The fact that the trial court adopted BSC's findings and conclusions does not in itself necessitate reversal. Pa. R.C.P. No. 1516[6] permits a court to request that the parties file proposed findings and conclusions. "Nothing in the rules, however, precludes a court from adopting those findings and conclusions proposed by a party. In fact, the contrary is implied." Sotak v. Nitschke, 303 Pa.Superior Ct. 361, 370, 449 A.2d 729, 733 (1982). The court may adopt a party's proposed findings and conclusions as it deems warranted or it may state its findings and conclusions in its own language. Goodrich-Amram 2d § 1516:2 at 83.

Skehan cites numerous federal cases that criticize the practice of verbatim adoption; however, in Reinstadtler v. Workmen's Compensation Appeal Board, 143 Pa. Commonwealth Ct. 429, 599 A.2d 266 (1991), we held that a referee's decision that adopted an employer's proposed findings and conclusions was acceptable, even when the decision was filed one day after receiving the proposed findings because substantial evidence supported the referee's findings.
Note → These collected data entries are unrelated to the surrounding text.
PR #1556, opened 2026-08-28
Gradius III No-Wait QOL Extra Dip

niknakniknak:
This will enable you to lose a life even quicker.

A No-Wait option to remove (most of) the slowdown that this board is famous for by running the 68000's at 24Mhz instead of 10.
Konami liked to use slow down as a game mechanic feature/not a bug.  They added No-Wait options when these games released on Consoles and this makes pro players happy. Think of it as an extra hardness setting.

This Dip switch setting is defaulted to off - 10Mhz.  Its a live switch so you don't need  to reset the game.


real-amano:
Hmm. This might still come in handy for the 3 level "Beginner Course" in the Japanese Rom.

I guess that the beginner course rules cannot be forced onto the main course. Or the Beginner Course be made to not stop after level III?

niknakniknak:
> Hmm. This might still come in handy for the 3 level "Beginner Course" in the Japanese Rom.
> 
> I guess that the beginner course rules cannot be forced onto the main course. Or the Beginner Course be made to not stop after level III?

It might but it'll only speed things up and make it harder. Not sure what the beginner rules are as I've never touched that after I did many years ago in an arcade and found that the game ended after 3 stages. Felt like I'd been scammed out of my 20p.. but it sounds like that would be more of a rom hack rather than hardware change.

asturur:
can the 68000 actually run at 24mhz with the cen recovery? does it recover ever? with 24Mhz 68000 on a 48Mhz clock has 1 clock of recover each real one.

niknakniknak:
it ends up around 22

jotego:
If keeping it to 12 or 16MHz already gives the boost, I'd rather prefer that. It is a speed that the system can handle consistently and even realistic for the age of the game.

cores/grad3/hdl/jtgrad3_game.v
```diff
@@ -14,6 +14,8 @@ wire        m_tile_dtack, s_tile_dtack;
 wire        tile_irqn, tile_nmin;
 wire        rmrd, prio;
 wire        m_video_req_n, s_video_req_n, m_video_gnt_n, s_video_gnt_n;
+wire        turbo;
+assign turbo      = ~dipsw[20];
```
jotego, line 18: as `dipsw` already goes into main, you can make the turbo assignment there. Not a big deal.

cores/grad3/cfg/mame2mra.toml
```diff
@@ -12,6 +12,9 @@ names = [
 [dipsw]
 bitcnt=20
 delete=[{names=["Unused","Unknown"]}]
+extra=[
+    { name="No Wait", options="On,Off", bits="20" },
```
jotego: Does this get the right default value? It might be on by default.
The name `Turbo` would be easier to understand and consistent with the JTDD/JTDD2 cores as well as with the verilog signal.

cores/grad3/hdl/jtgrad3_main.v
```diff
@@ -241,7 +242,7 @@ jtframe_68kdtack_cen #(.W(6), .RECOVERY(1)) u_dtack(
     .bus_ack    ( 1'b0      ),
     .ASn        ( ASn       ),
     .DSn        ( bus_dsn   ),
-    .num        ( 5'd5      ),
+    .num        ( turbo ? 5'd12 : 5'd5 ),
```
jotego: better to register the static output of muxes in general, although here it is not a big deal.

jotego (changes requested):

niknakniknak:
> If keeping it to 12 or 16MHz already gives the boost, I'd rather prefer that. It is a speed that the system can handle consistently and even realistic for the age of the game.

It doesn't really. I tested 16 & 20 (which were probably a little under that in reality) even 24 doesn't totally stop the most notorious area of slowdown but certainly makes them harder. I did a couple of full run throughs of the game with this at 24. This isn't really a thing from the era - it came with the PS2 version as an extra feature for the hardened players. Will look at the rest shortly.

cores/grad3/cfg/mame2mra.toml
niknakniknak: No wait is Konami's term for this but Turbo is fine.

cores/grad3/hdl/jtgrad3_main.v
niknakniknak: noted, will change

cores/grad3/hdl/jtgrad3_game.v
niknakniknak: id have to wire through sub too.  i'd prefer to leave this for now if its not a big deal.

cores/grad3/cfg/mame2mra.toml
niknakniknak: It should default to off, shouldn't it? The comment in dipsw.go says these bits are always 1, so bit 20 comes up as 1 and selects the second ids entry which is why I listed On first. The generated MRAs come out default="ff,5a,ff".
It does show as off on test builds on mister.

PR #1576, opened 2026-09-04
feat(): CRT analog resize for Mister

asturur:
This PR adapt a slimmed version of the crt resize from @Rmonic79 for jtframe.
The ability to stretch the analog signal without corrupting the image as we do today is very useful and a lot of crt users are growing accustomed to it.

I think is a good feature, so i modified that implementation for jtframe:
- removed the usage of bram in favor of a smaller buffer and a smaller analog stretching size
- calculated the stretching side on the base of JTFRAME macros so that all cores should get the correct buffer size and more or less the same amount of stretch.

the stretch goes from around -10 to 10% of size, it does not aim at reparing broken TVs, but just a bit to fit in or fill in a normal cosumer tv when 256px games tend to be extremely square or 384px games at less than 60hz go out of borders.

I kept it off for now for 31khz crt with the assumption that those monitors usually have controls for size on their own, and also because i don't have one for testing.

Vertical resizing is out of scope for now, is too much complicated and resource hungry

### Important

This replace the old resizer entirely, and leave and escape macro to use the old one.
The old one has no reason to be the default if this works.

### How the stretching works

For DIV=8 (standard 48 MHz / 6 MHz pixel clock), every pixel normally takes 8 master clocks. The scale controls how many pixels in each group of 8 get shifted to the adjacent divisor (7 or 9 clocks):

| scale | per group of 8 pixels | total clocks | % change |
|------:|:----------------------|-------------:|---------:|
|    -8 | 8 at 7 clocks        |           56 |   -12.5% |
|    -7 | 7 at 7, 1 at 8       |           57 |   -10.9% |
|    -6 | 6 at 7, 2 at 8       |           58 |    -9.4% |
|    -5 | 5 at 7, 3 at 8       |           59 |    -7.8% |
|    -4 | 4 at 7, 4 at 8       |           60 |   -6.25% |
|    -3 | 3 at 7, 5 at 8       |           61 |    -4.7% |
|    -2 | 2 at 7, 6 at 8       |           62 |    -3.1% |
|    -1 | 1 at 7, 7 at 8       |           63 |    -1.6% |
|     0 | 8 at 8 (bypass)      |           64 |       0% |
|    +1 | 7 at 8, 1 at 9       |           65 |    +1.6% |
|    +2 | 6 at 8, 2 at 9       |           66 |    +3.1% |
|    +3 | 5 at 8, 3 at 9       |           67 |    +4.7% |
|    +4 | 4 at 8, 4 at 9       |           68 |   +6.25% |
|    +5 | 3 at 8, 5 at 9       |           69 |    +7.8% |
|    +6 | 2 at 8, 6 at 9       |           70 |    +9.4% |
|    +7 | 1 at 8, 7 at 9       |           71 |   +10.9% |

The scale is literally how many of the 8 pixels shift to the adjacent divisor. At scale=-8, all 8 pixels move from 8→7 clocks (a full divisor shift). At scale=+7, 7 out of 8 pixels move from 8→9. The intermediate values blend linearly — the shifted pixels are distributed evenly across the line by the accumulator, never two adjacent.

It would be great if i could make the scale asymmetric and go from 8/8 to 8/8 pixel shifted, that can be done by changing the meaning of the 0 to 1 and remove the 0 from the scale ( since we have on/off ).

But for now let's evaluate the mechanism and the results and then we decide how to tweak it.


modules/jtframe/hdl/video/jtframe_hretime.v
```diff
@@ -0,0 +1,175 @@
...
+);
+
+localparam SL  = $clog2(STEP),                  // division by STEP is a shift
+           AW  = $clog2(DEPTH),
+           MW  = $clog2(DIV*(STEP+8))+1,        // rate accumulator width
+           PW  = SL+HW,                         // nactive * |scale|
+           DLD = 1<<$clog2((DEPTH*DIV)/2+1),    // sync delay line depth
+           DLW = $clog2(DLD);
+
+(* ramstyle = "MLAB, no_rw_check" *) reg [DW-1:0] mem[0:DEPTH-1];
```
asturur: here i decided to not use BRAM, differently from original implementation, because i hope those things at cost of ALM can be enabled on smaller fpga too. ( mist, sidi and sidi128 do not have the shifter either )

modules/jtframe/hdl/video/jtframe_hretime.v
```diff
@@ -0,0 +1,175 @@
...
+    { hs_dly, vs_dly} <= sync_mem[sync_wp-dly];
+end
+
+// Bypass path, kept aligned with the input pixel rate
+always @(posedge clk) if( ce_in ) begin
+    din_l <= din;
+    de_l  <= de_in;
+end
+
+endmodule
```
asturur, line 175: here there is lot to review!

modules/jtframe/hdl/video/jtframe_resync.v
```diff
@@ -9,8 +9,8 @@ module jtframe_resync(
     input         vs_in,
     input         LVBL,
     input         LHBL,
-    input  [3:0]  hoffset,
-    input  [3:0]  voffset,
+    input  [4:0]  hoffset,
+    input  [4:0]  voffset,
```
asturur, line 13: this 5 bit shift was a test, but once you scale i m not sure the 4 bits are good enough, we can leave this out of the final pr, but for the scope of testing the resize, having temporarly more space here is good.

modules/jtframe/target/mist/hdl/jtframe_mist_video.exp.v
```diff
@@ -0,0 +1,371 @@
...
+        video_hs <= 1'b1;
+        video_vs <= CSync_out;
+    end
+    if( cvideo_en ) begin
+        video_hs <= csync_c;
+        video_vs <= 1'b1;
+    end
+end
+`endif
+endmodule
```
asturur, line 371: this is an experimental copy of the framework with the function enabled, but i can't test it at all, i left here for discussion.

modules/jtframe/hdl/video/jtframe_hretime.v
jotego: For regular FPGA's using BRAM will result in less fitter effort and better signal timing.

I think we can bypass this module entirely for MiST and SiDi

asturur: Can you count how many alm are? i m ok moving it to bram, but i want still to put something on mist/sidi if possible.

asturur: i switched to BRAM. can you check this  is the way to signal quartus to use bram? (m9k or m10k)

modules/jtframe/target/mist/hdl/jtframe_mist_video.exp.v
asturur: deleted for now, i ll see what i can do for mist/sidi.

We further held that "without *194 more it would be conjecture on our part to conclude that the referee could not or did not review the record prior to his adoption of Employer's findings of fact." Id., 143 Pa.Commonwealth Ct. at 432, 599 A.2d at 267. See also Sullivan v. Workmen's Compensation Appeal Board (Philadelphia Electric Co.), 120 Pa. Commonwealth Ct. 364, 548 A.2d 404 (1988). The same analysis applies here.

Skehan also suggests that a two-year lapse between trial and the filing of the adjudication gives the appearance that the trial court could neither remember nor review the extensive record. As in Reinstadtler, without proof that the fact-finding function was not performed, we will not hold that the trial court failed in its duty.

RES JUDICATA

Skehan next argues that the trial court misapplied the doctrines of res judicata and collateral estoppel to his claims that his contract rights, his procedural rights and his right to academic freedom were violated.

In Malone v. West Marlborough Township Board of Supervisors, 145 Pa.Commonwealth Ct. 466, 603 A.2d 708 (1992), this Court stated that:

`Res judicata' refers to two distinct legal principles, `technical' or `strict res judicata,' frequently called claim preclusion or `broad res judicata,' frequently called collateral estoppel or issue preclusion. Hebden v. Workmen's Compensation Appeal Board (Bethenergy Mines, Inc.), 142 Pa. Commonwealth Ct. 176, 597 A.2d 182 (1991).
The concept of claim preclusion is that a final judgment on the merits by a court of competent jurisdiction precludes further action between the parties and their privies on the same cause of action. Id., 142 Pa.Commonwealth Ct. at 187, 597 A.2d at 187. Claim preclusion applies not only to issues litigated in the first proceeding but also to issues which should have been previously litigated, if they were part of *195 the same cause of action. Id., 142 Pa.Commonwealth Ct. at 187, 597 A.2d at 188.